Esa frase aparece en boca de una amiga de la protagonista, que delira su miedo en voz alta, ve la violencia acumulada. Toda la violencia interna argentina, incluyendo la dictadura, está en el libro, ovillada y compacta como antes del big bang. John Wheeler, el descubridor de los agujeros negros, dijo que el tiempo es la manera en que la naturaleza evita que todo suceda de golpe. Eso pasa de alguna manera en el libro, todo sucede de golpe.
Usted se reparte entre la novela, la poesía y el cuento. ¿Dónde se siente más cómodo?

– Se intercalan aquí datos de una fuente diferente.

PR #1698, opened 2025-07-10
Add BIP352 module (take 3)

josibake:
This PR implements [BIP352 - Silent payments](https://github.com/bitcoin/bips/blob/master/bip-0352.mediawiki). It is recommended to read through the BIP before reviewing this PR.

This is a continuation of the work in https://github.com/bitcoin-core/secp256k1/pull/1519 and only opened as a new PR due to the comment history on #1519 becoming quite long and difficult to sift through. It is recommended reviewers go through #1519 for background context, if interested.

PR #1714, opened 2025-07-30
Add ECDSA pubkey recovery usage example

theStack:
The `recovery` module is probably not super-relevant these days for newer projects (the primary use-case I'm aware of is message signing in Bitcoin Core and Electrum, likely other wallets; something that is hopefully replaced by [BIP-322](https://github.com/bitcoin/bips/blob/master/bip-0322.mediawiki) one day), but it still seems better to have an example than to have none. It contains all of the five API calls, i.e. for signing, recovering, converting, serializing, parsing. As usual with examples, a lot of code and comments are duplicated (e.g. context creation, keypair generation, cleanup with secret key clearing etc.).

### DIFF
--- a/Makefile.am
+++ b/Makefile.am
@@ -166,6 +166,17 @@ if BUILD_WINDOWS
 ecdsa_example_LDFLAGS += -lbcrypt
 endif
 TESTS += ecdsa_example
+if ENABLE_MODULE_RECOVERY
+noinst_PROGRAMS += recovery_example
+recovery_example_SOURCES = examples/recovery.c
+recovery_example_CPPFLAGS = -I$(top_srcdir)/include -DSECP256K1_STATIC
+recovery_example_LDADD = libsecp256k1.la
+recovery_example_LDFLAGS = -static
+if BUILD_WINDOWS
+recovery_example_LDFLAGS += -lbcrypt
+endif
+TESTS += recovery_example
+endif
 if ENABLE_MODULE_ECDH
 noinst_PROGRAMS += ecdh_example
 ecdh_example_SOURCES = examples/ecdh.c
--- a/examples/recovery.c
+++ b/examples/recovery.c
@@ -1,0 +1,139 @@
+/*************************************************************************
+ * To the extent possible under law, the author(s) have dedicated all    *
+ * copyright and related and neighboring rights to the software in this  *
+ * file to the public domain worldwide. This software is distributed     *
+ * without any warranty. For the CC0 Public Domain Dedication, see       *
+ * EXAMPLES_COPYING or https://creativecommons.org/publicdomain/zero/1.0 *
+ *************************************************************************/
+
+/** This file demonstrates how to use the recovery module to create a
+  * recoverable ECDSA signature and extract the corresponding
+  * public key from it.
+  */
+
+#include <stdio.h>
+#include <stdlib.h>
+#include <assert.h>
+#include <string.h>
+
+#include <secp256k1.h>
+#include <secp256k1_recovery.h>
+
+#include "examples_util.h"
+
+int main(void) {
+    unsigned char msg[32] = "this_could_be_the_hash_of_a_msg";
+    unsigned char seckey[32];
+    unsigned char randomize[32];
+    unsigned char recoverable_sig_ser[64];
+    unsigned char serialized_pubkey[33];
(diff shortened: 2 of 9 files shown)


Makefile.am
```diff
@@ -163,6 +163,17 @@ if BUILD_WINDOWS
 ecdsa_example_LDFLAGS += -lbcrypt
 endif
 TESTS += ecdsa_example
+if ENABLE_MODULE_RECOVERY
+noinst_PROGRAMS += recovery_example
+recovery_example_SOURCES = examples/recovery.c
+recovery_example_CPPFLAGS = -I$(top_srcdir)/include -DSECP256K1_STATIC
```
hebasto, line 172: I understand that this line follows the pattern, but `-DSECP256K1_STATIC` flag is relevant for Windows only:https://github.com/bitcoin-core/secp256k1/blob/20e3b4474639edf8fab6766ac6bda161bd9f52e5/include/secp256k1.h#L165-L168

theStack:
I suppose the CI failures for the Valgrind jobs on MacOS Ventura (https://github.com/bitcoin-core/secp256k1/actions/runs/16623024583/job/47031936047 and https://github.com/bitcoin-core/secp256k1/actions/runs/16623024583/job/47031935996) are caused by the same memcmp-issue as observed in the Silent Payments PR (see https://github.com/bitcoin-core/secp256k1/pull/1519#discussion_r1993755203 ff.). Stole the `my_memcmp_var` reimplementation in #1698 from @josibake (thanks!) and force-pushed. Will consider moving it to `examples_util.h` if it solves the problem.

Makefile.am
theStack: I see, so a separate PR could make sense where this is moved into the `if BUILD_WINDOWS` block for each example? Happy to open one (or review) if that is what you had in mind.

josibake:
The CI failure seems unrelated and probably just needs a restart; its caused by a 503 when installing packages inside the docker container (if I'm reading the logs correctly): https://github.com/bitcoin-core/secp256k1/actions/runs/16635429498/job/47075060509?pr=1714

fanquake:
Kicked the failure.

theStack:
> The CI failure seems unrelated and probably just needs a restart; its caused by a 503 when installing packages inside the docker container (if I'm reading the logs correctly): https://github.com/bitcoin-core/secp256k1/actions/runs/16635429498/job/47075060509?pr=1714

Yeah indeed. Before the latest force-push (i.e. still using `memcmp`) the failure looked like this though:
https://github.com/bitcoin-core/secp256k1/actions/runs/16623024583/job/47031936047#step:7:1141
pointing to the line using memcmp, so I guess I have to keep the workaround.

> Kicked the failure.

Thanks!

josibake:
> Yeah indeed. Before the latest force-push

Sorry, my comment was unclear. What I meant to say is your solution works and the _current_ failure is definitely not related.

Makefile.am
real-or-random: I'm not convinced that `if BUILD_WINDOWS` is better. Sure, the macro is checked only on Windows but it certainly doesn't hurt to set it everywhere.

examples/recovery.c
```diff
@@ -0,0 +1,153 @@
...
+    assert(return_val);
+
+    /* Successful recovery guarantees a correct signature, but we also do an explicit verification
+       do demonstrate how to convert a recoverable to a normal ECDSA signature */
+    return_val = secp256k1_ecdsa_recoverable_signature_convert(ctx, &normal_sig, &recoverable_sig);
+    assert(return_val);
+    if (!secp256k1_ecdsa_verify(ctx, &normal_sig, msg, &recovered_pubkey)) {
+        printf("Signature verification with converted recoverable signature failed\n");
+        return EXIT_FAILURE;
+    }
```
jonasnick, line 110: This is true for signatures created with `secp256k1_ecdsa_sign_recoverable`, but not necessarily for arbitrarily generated ECDSA signatures (see #1718).

theStack: That's interesting, wasn't aware. Added an `secp256k1_ecdsa_signature_normalize` call before the verification (it's a no-op in this example, but for demonstration purposes) and tried to explain that with a comment.

theStack:
Rebased on master (resolving a small conflict in CHANGELOG.md).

No los siento como géneros tan separados. Incluso me gusta combinarlos. Hay poemas que se me han vuelto narrativos, que son como microrrelatos, y a la vez hay momentos en la prosa que son poemas, lo que pasa es que no están escritos en columna. Hay capítulos de novelas que pueden funcionar como cuentos, etcétera.
¿Quién es Ramón Paz?
A veces escribo con seudónimo. En un blog, durante años escribí como una mujer y nadie sabía que era yo, hasta figuro en una antología de escritoras argentinas. Tenía admiradores, hombres que me dejaban comentarios porque me querían conocer. Nunca contesté. Los seudónimos dan mucha libertad. Uno se sale de sí mismo, uno se escapa de la información de la contraportada: «Nació en tal lugar, publicó tales libros, etc». Ramón Paz es el seudónimo con el que escribí mis Pornosonetos, un libro de sonetos eróticos, donde combinaba el Siglo de Oro con el porno.
En septiembre, El Aleph publicará en España su último título, «Salvatierra». Dicen que es la novela de aventuras que hubiera podido escribir Borges.
Dicen (lo cual es improbable)... Así empieza un cuento de Borges. Mejor evitar esas comparaciones. Con Borges, como con Cortázar, no tengo conflictos ni angustia de las influencias. Como le sucede a otra gente de mi generación, lo siento como un abuelo genial que me ilumina con su inteligencia cada vez que lo leo. Los autores de mi edad, rondando los cuarenta, tienen el privilegio de no tener conflictos con Borges, ni sentir que escribimos bajo su sombra. Lo podemos disfrutar sin parricidios.
«Escribo bastante desde el temor. También desde el deseo», ha confesado.
El deseo y el temor son dos grandes fabricantes de historias que trabajan en la cabeza constantemente. Hay que aprovecharlos, anotarlos y escribirlos. Uno escribe sobre lo que le sucede, pero también sobre lo que le podría haber sucedido o sobre lo que le hubiera gustado que le sucediera. Cuando pasa la garota de Ipanema, unos la siguen para conquistarla y otros se quedan sentados, no se atreven, pero le escriben una canción; y a veces, muy pocas veces, hasta la terminan conquistando con la música.